■ Task item
The output is the line holding "Add value resolver." and all lines after it to the end of the records below; restate them unchanged and add nothing.

(Recorded data)
PR #43, opened 2025-03-24
Add value resolver.

sampottinger:
Added ValueResolver which can follow Josh language variable paths to get EngineValue within ANTLR interpreter.

### DIFF
--- a/src/main/java/org/joshsim/lang/interpret/ValueResolver.java
+++ b/src/main/java/org/joshsim/lang/interpret/ValueResolver.java
@@ -88,7 +88,8 @@ public class ValueResolver {
 
       String attemptPath = attemptJoiner.toString();
 
-      if (target.has(attemptPath)) {
+      try {
+        EngineValue value = target.get(attemptPath);
         foundPath = attemptPath;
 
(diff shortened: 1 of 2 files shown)


src/main/java/org/joshsim/lang/interpret/ValueResolver.java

■ Result below
Add value resolver.

sampottinger:
Added ValueResolver which can follow Josh language variable paths to get EngineValue within ANTLR interpreter.

### DIFF
--- a/src/main/java/org/joshsim/lang/interpret/ValueResolver.java
+++ b/src/main/java/org/joshsim/lang/interpret/ValueResolver.java
@@ -88,7 +88,8 @@ public class ValueResolver {
 
       String attemptPath = attemptJoiner.toString();
 
-      if (target.has(attemptPath)) {
+      try {
+        EngineValue value = target.get(attemptPath);
         foundPath = attemptPath;
 
(diff shortened: 1 of 2 files shown)


src/main/java/org/joshsim/lang/interpret/ValueResolver.java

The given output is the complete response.